Following this, a presentation about HPLC was given. It started with the basic chemical principles that govern this type of measurement, as the Bordeaux team is mostly biologists with no chemical expertise. Then the layout of the machine was explained. Finally, the interpretation of the measurements and troubleshooting were explained via the fundamental parameters of HPLC; resolution, selectivity, retention and efficiency. By the end of the presentation, the Bordeaux team felt confident about their eventual use of the HPLC. A question and answer session followed the presentations.
The following day, in the same chamber from chateau d’Eck, we discussed the ethics part of our collaboration. This was started with presentation by Anais, David and Inez about the progress their team had made towards understanding the ethical implications of their project. This involved brief summaries of the conferences they organized and the experts they went to visit.
Next we had a general discussion about the ethics of GMO use, contrasting the differing societal and governmental attitudes between France and the Netherlands. The French team also presented the results of a survey they had conducted to investigate public opinion on GMO use. Matthijs and Jan-Marten then proceeded to ask a list of questions the Dutch team had prepared. Once answered, we tried to summarize the main insights of the interview and presentations via a discussion that was filmed.

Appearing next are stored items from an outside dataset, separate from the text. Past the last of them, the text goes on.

PR #4279, opened 2025-03-31
[CALCITE-6929] PrestoSqlDialect unparseCall should not reuse from PostgreSqlDialect

xuzifu666:
As description in JIRA: https://issues.apache.org/jira/browse/CALCITE-6929

Currently all exsisted test cases can cover the changed code.

### DIFF
--- a/core/src/main/java/org/apache/calcite/sql/dialect/PrestoSqlDialect.java
+++ b/core/src/main/java/org/apache/calcite/sql/dialect/PrestoSqlDialect.java
@@ -17,6 +17,7 @@
 package org.apache.calcite.sql.dialect;
 
 import org.apache.calcite.avatica.util.Casing;
+import org.apache.calcite.avatica.util.TimeUnitRange;
 import org.apache.calcite.config.NullCollation;
 import org.apache.calcite.rel.type.RelDataType;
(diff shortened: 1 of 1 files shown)


mihaibudiu:
This PR is missing a test case

xuzifu666:
> This PR is missing a test case

thanks, according the changed code, RelToSqlConverterTest##testFloor could cover the  condition of PR, WDYT? @mihaibudiu

mihaibudiu:
If that test works before and after your change, it means that it is not covering your changes.

xuzifu666:
> If that test works before and after your change, it means that it is not covering your changes.

Yes，this PR is just a refactoring. 
before the PR:
PrestoSqlDialect##unparseCall  default part extend from PostgreSqlDialect##unparseCall , I worry about that if future changed code in PostgreSqlDialect##unparseCall would impact PrestoSqlDialect##unparseCall  directly, If contains some feature change different from Presto and developer not change also in Presto would bring risk，as I know Presto syntax contains much differences to PostgreSQL.
after the PR:
PrestoSqlDialect is independent from any other Dialect. Maybe this way is suitable. 
Do you agree with me or contains other suggestion？

PR #4280, opened 2025-03-31
[CALCITE-6930] Implementing JoinConditionOrExpansionRule

xiedeyantu:
Please see: [CALCITE-6930](https://issues.apache.org/jira/browse/CALCITE-6930)

### DIFF
--- a/core/src/main/java/org/apache/calcite/rel/rules/JoinCommuteRule.java
+++ b/core/src/main/java/org/apache/calcite/rel/rules/JoinCommuteRule.java
@@ -137,6 +137,12 @@ public class JoinCommuteRule
         .build();
   }
 
+  public static RexNode swapJoinCond(RexNode cond, Join join, RexBuilder rexBuilder) {
+    final VariableReplacer variableReplacer =
+        new VariableReplacer(rexBuilder, join.getLeft().getRowType(), join.getRight().getRowType());
+    return variableReplacer.apply(cond);
+  }
+
   @Override public boolean matches(RelOptRuleCall call) {
     Join join = call.rel(0);
     // SEMI and ANTI join cannot be swapped.
--- a/core/src/main/java/org/apache/calcite/rel/rules/JoinConditionOrExpansionRule.java
+++ b/core/src/main/java/org/apache/calcite/rel/rules/JoinConditionOrExpansionRule.java
@@ -1,0 +1,385 @@
+/*
+ * Licensed to the Apache Software Foundation (ASF) under one or more
+ * contributor license agreements.  See the NOTICE file distributed with
+ * this work for additional information regarding copyright ownership.
+ * The ASF licenses this file to you under the Apache License, Version 2.0
+ * (the "License"); you may not use this file except in compliance with
+ * the License.  You may obtain a copy of the License at
+ *
+ * http://www.apache.org/licenses/LICENSE-2.0
+ *
+ * Unless required by applicable law or agreed to in writing, software
+ * distributed under the License is distributed on an "AS IS" BASIS,
+ * WITHOUT WARRANTIES OR CONDITIONS OF ANY KIND, either express or implied.
+ * See the License for the specific language governing permissions and
+ * limitations under the License.
+ */
+package org.apache.calcite.rel.rules;
+
+import org.apache.calcite.plan.RelOptRuleCall;
+import org.apache.calcite.plan.RelOptUtil;
+import org.apache.calcite.plan.RelRule;
+import org.apache.calcite.rel.RelNode;
+import org.apache.calcite.rel.core.Join;
+import org.apache.calcite.rel.core.JoinRelType;
+import org.apache.calcite.rex.RexBuilder;
+import org.apache.calcite.rex.RexCall;
+import org.apache.calcite.rex.RexInputRef;
+import org.apache.calcite.rex.RexNode;
+import org.apache.calcite.rex.RexUtil;
+import org.apache.calcite.sql.SqlKind;
+import org.apache.calcite.tools.RelBuilder;
+
+import org.immutables.value.Value;
+
+import java.util.ArrayList;
+import java.util.List;
+import java.util.stream.Collectors;
+import java.util.stream.Stream;
+
+/**
+ * Planner rule that matches a
+ * {@link org.apache.calcite.rel.core.Join}
+ * and expands OR clauses in join conditions.
+ *
+ * <p>This rule expands OR conditions in join clauses into
+ * multiple separate join conditions, allowing the optimizer
+ * to handle these conditions more efficiently.
+ *
+ * <p>The following is an example of inner join,
+ * and other examples for other kinds of joins
+ * can be found in the code below.
+ *
+ * <p>Project[*]
+ *    └── Join[OR(t1.id=t2.id, t1.age=t2.age), inner]
+ *        ├── TableScan[t1]
+ *        └── TableScan[t2]
+ *
+ * <p>into
+ *
+ * <p>Project[*]
+ *    └── UnionAll
+ *        ├── Join[t1.id=t2.id, inner]
+ *        │   ├── TableScan[t1]
+ *        │   └── TableScan[t2]
+ *        └── Join[t1.age=t2.age AND t1.id≠t2.id, inner]
+ *            ├─── TableScan[t1]
+ *            └─── TableScan[t2]
+ *
+ */
+@Value.Enclosing
+public class JoinConditionOrExpansionRule
+    extends RelRule<JoinConditionOrExpansionRule.Config>
+    implements TransformationRule {
+
+  /** Creates an JoinConditionExpansionOrRule. */
+  protected JoinConditionOrExpansionRule(Config config) {
+    super(config);
+  }
+
+  //~ Methods ----------------------------------------------------------------
+
+  @Override public boolean matches(RelOptRuleCall call) {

To celebrate a successful collaboration we had some wine from the castle’s vineyard and then went to downtown Bordeaux, where we sat by the Garonne and socialized over a picnic dinner. On Monday, we slept in and then went on a day trip to the countryside with the Bordeaux team. We first visited the lake of Biscarrosse. While the bulk of the group relaxed by the beach; Jacques, Jan Marten and Vincent went on a “geocache hunt” (a type of scavenger hunt) in the surrounding countryside. Towards the beginning of the evening we drove towards the fantastic sand dune of Pilat, Europe’s biggest sand dune. After an exhausting climb we celebrated by drinking a well-deserved beer and watching the sunset.
Tuesday was the last day of our stay in Bordeaux. After a short tour through the city, the team had a crepe lunch and said their goodbyes. David drove the team to the Bordeaux airport for what would be a hectic journey back to the Netherlands.
In conclusion:
- - The Bordeaux team had a clear outline for the extraction and quantification of their target molecule from the cell mixture.
- - The Bordeaux team learned the theoretical basis behind HPLC and how to troubleshoot a bad separation.
- - The Groningen team gained insight into the ethics of GMO use and what tools can be used to investigate that.
- - Both teams gained a list of experts who could be consulted for issues regarding ethical use of biomass, GMO-related ethics, and chemical processing of cellulose.